* **Task prompt**
Find the lines below holding the word "opened" and copy each of them.

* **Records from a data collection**
☆ ☆ ☆ ☆
PR #6757, opened 2018-05-24
Cannot find reference to --net

jcrben:
### Proposed changes

Is network intended? It looks like this is talking about 
https://docs.docker.com/engine/reference/run/#network-settings
N/A

### Related issues (optional)
N/A


joaofnfernandes:
This seems correct. From what I can recall `--net` was deprecated in favor of `--network`.

Issue #6749, opened 2018-05-23
Host Networking is Linux Only


nvick:
[network/host.md](https://docs.docker.com/network/host/)

Please update the docs to note that host networking is a Linux only option.

```The host networking driver only works on Linux hosts, and is not supported on Docker for Mac, Docker for Windows, or Docker EE for Windows Server.```

PR #6763, opened 2018-05-25
Add note about host networking in linux

srinivasreddy:
Fixes: #6749


joaofnfernandes:
I've tested this on Docker for Mac and Linux, and this looks correct. Thanks for the fix!

PR #6765, opened 2018-05-25
Fix some broken links

sascha-egerer:
### Proposed changes

Fixed some links to non existing targets

### DIFF
--- a/compose/networking.md
+++ b/compose/networking.md
@@ -4,7 +4,7 @@ keywords: documentation, docs, docker, compose, orchestration, containers, netwo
☆ ☆ ☆ ☆
* **Exercise result**
PR #6757, opened 2018-05-24
Issue #6749, opened 2018-05-23
PR #6763, opened 2018-05-25
PR #6765, opened 2018-05-25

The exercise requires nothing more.